DATA SECTION —
#####

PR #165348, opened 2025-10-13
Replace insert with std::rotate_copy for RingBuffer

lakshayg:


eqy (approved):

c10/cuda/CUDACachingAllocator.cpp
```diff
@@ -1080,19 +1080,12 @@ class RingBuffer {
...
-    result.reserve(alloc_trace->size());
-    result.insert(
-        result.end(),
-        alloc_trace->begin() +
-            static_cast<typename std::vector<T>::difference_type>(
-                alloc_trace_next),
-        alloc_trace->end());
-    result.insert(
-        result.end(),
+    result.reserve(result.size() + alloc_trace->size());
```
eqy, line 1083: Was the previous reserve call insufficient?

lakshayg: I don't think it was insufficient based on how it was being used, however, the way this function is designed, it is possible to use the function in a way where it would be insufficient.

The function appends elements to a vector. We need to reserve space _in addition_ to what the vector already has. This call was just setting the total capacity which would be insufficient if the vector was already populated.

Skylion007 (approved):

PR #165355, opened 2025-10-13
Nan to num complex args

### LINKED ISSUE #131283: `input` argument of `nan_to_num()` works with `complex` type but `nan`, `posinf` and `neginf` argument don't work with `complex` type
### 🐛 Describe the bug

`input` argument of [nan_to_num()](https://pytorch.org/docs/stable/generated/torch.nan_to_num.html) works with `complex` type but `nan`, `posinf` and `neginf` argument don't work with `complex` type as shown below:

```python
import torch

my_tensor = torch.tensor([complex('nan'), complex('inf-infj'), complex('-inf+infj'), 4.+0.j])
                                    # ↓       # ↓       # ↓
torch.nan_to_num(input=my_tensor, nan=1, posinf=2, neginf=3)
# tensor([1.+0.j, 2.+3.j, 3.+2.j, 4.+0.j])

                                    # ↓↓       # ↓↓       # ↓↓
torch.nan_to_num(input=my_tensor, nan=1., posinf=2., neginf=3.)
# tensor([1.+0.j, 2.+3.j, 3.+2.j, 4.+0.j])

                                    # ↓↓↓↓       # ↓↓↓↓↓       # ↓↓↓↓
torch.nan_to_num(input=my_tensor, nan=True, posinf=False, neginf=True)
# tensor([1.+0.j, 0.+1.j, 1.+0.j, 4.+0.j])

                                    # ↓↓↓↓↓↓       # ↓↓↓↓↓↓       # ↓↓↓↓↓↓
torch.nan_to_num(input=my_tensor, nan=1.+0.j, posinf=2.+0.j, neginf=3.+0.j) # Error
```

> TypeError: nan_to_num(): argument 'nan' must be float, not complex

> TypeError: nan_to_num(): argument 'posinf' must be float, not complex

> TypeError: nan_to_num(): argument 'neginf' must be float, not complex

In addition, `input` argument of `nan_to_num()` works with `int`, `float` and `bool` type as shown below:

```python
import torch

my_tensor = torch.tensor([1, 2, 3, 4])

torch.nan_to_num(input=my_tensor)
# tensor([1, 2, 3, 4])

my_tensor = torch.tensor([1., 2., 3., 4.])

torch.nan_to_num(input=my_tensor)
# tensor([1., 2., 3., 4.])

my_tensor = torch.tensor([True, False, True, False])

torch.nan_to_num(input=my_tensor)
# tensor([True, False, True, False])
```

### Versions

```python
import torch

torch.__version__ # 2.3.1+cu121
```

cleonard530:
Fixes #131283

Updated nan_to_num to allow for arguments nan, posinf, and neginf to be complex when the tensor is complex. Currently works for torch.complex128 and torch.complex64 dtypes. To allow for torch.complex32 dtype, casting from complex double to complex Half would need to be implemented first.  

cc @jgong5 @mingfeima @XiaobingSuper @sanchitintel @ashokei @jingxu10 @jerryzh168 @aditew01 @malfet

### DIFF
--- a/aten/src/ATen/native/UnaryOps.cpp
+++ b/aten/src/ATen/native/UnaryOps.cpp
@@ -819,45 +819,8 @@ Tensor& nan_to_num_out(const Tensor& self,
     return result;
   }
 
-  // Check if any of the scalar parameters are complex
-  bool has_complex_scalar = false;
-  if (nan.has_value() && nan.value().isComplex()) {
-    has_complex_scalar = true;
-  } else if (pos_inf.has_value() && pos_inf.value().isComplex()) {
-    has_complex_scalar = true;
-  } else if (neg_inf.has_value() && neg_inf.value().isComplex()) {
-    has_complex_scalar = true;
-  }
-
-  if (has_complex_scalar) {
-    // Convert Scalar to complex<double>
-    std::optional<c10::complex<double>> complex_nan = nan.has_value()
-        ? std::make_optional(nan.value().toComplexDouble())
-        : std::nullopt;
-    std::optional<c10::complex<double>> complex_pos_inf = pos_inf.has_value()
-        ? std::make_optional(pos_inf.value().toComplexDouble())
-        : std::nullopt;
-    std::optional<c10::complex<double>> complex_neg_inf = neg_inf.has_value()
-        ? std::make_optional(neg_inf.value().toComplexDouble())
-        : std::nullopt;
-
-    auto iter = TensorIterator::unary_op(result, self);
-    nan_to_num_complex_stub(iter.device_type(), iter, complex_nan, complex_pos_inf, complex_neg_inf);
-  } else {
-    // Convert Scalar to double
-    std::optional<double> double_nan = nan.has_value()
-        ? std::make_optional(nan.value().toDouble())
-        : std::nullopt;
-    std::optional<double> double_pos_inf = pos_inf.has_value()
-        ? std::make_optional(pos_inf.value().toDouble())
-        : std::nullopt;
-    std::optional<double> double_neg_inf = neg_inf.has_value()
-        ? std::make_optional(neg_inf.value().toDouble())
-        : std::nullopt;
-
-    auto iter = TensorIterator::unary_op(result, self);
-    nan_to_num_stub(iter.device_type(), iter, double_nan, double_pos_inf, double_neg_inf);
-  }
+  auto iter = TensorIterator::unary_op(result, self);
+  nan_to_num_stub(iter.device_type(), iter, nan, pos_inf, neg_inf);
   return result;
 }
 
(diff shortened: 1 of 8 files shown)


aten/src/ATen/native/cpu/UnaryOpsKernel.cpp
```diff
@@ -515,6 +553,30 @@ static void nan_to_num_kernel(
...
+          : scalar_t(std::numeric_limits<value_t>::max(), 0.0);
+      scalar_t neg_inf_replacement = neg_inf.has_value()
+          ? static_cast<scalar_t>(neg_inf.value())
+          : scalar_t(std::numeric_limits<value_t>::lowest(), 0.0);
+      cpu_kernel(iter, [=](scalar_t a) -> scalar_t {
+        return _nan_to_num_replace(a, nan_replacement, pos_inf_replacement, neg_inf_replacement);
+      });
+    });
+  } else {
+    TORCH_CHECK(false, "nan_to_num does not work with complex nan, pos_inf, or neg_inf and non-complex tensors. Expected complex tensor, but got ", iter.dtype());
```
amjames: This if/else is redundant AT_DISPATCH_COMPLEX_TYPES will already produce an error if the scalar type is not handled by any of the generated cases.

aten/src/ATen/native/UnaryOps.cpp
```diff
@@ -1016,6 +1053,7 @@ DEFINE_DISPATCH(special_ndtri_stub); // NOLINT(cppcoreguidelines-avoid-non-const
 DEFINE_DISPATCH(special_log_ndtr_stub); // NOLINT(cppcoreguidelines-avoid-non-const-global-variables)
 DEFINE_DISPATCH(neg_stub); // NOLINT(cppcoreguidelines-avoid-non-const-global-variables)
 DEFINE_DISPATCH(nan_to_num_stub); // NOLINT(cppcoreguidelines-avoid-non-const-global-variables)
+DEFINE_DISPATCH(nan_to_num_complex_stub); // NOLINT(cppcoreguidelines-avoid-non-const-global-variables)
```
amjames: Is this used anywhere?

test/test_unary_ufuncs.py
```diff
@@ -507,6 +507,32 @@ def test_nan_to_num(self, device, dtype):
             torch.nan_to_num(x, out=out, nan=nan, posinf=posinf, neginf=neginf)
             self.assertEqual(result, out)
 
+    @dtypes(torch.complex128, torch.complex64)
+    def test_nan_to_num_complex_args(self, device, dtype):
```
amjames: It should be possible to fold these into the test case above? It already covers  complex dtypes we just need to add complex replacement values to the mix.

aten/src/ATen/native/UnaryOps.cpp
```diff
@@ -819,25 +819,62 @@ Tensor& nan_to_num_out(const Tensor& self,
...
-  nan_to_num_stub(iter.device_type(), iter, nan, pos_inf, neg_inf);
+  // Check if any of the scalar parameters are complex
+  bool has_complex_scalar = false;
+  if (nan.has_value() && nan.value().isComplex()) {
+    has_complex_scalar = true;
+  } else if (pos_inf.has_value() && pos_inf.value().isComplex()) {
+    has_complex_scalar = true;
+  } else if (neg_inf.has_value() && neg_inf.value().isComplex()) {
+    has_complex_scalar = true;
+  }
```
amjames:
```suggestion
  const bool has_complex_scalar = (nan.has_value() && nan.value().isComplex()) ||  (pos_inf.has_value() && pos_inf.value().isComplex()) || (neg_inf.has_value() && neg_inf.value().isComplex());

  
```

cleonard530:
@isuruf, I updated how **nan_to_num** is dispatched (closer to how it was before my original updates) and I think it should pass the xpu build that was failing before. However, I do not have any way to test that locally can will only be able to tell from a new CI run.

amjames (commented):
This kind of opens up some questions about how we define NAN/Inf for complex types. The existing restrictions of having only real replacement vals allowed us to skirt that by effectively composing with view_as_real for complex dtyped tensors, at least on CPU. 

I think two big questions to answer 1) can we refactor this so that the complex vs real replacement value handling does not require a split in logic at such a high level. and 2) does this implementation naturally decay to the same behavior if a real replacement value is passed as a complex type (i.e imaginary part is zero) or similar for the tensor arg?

#####

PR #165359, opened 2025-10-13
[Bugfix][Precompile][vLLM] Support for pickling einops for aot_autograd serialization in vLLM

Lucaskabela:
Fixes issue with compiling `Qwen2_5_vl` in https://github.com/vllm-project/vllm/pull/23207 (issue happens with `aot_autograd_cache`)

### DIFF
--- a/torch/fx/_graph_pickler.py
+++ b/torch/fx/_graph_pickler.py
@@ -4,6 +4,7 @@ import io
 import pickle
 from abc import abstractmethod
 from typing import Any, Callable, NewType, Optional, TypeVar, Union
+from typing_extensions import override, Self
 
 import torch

#####

TASK ITEM —
Could you reproduce exactly the lines of the entries above, from the one with "PR #165348, opened 2025-10-13" through the one with "eqy, line 1083: Was", and nothing else?

FINISHED TASK —
PR #165348, opened 2025-10-13
Replace insert with std::rotate_copy for RingBuffer

lakshayg:


eqy (approved):

c10/cuda/CUDACachingAllocator.cpp
```diff
@@ -1080,19 +1080,12 @@ class RingBuffer {
...
-    result.reserve(alloc_trace->size());
-    result.insert(
-        result.end(),
-        alloc_trace->begin() +
-            static_cast<typename std::vector<T>::difference_type>(
-                alloc_trace_next),
-        alloc_trace->end());
-    result.insert(
-        result.end(),
+    result.reserve(result.size() + alloc_trace->size());
```
eqy, line 1083: Was the previous reserve call insufficient?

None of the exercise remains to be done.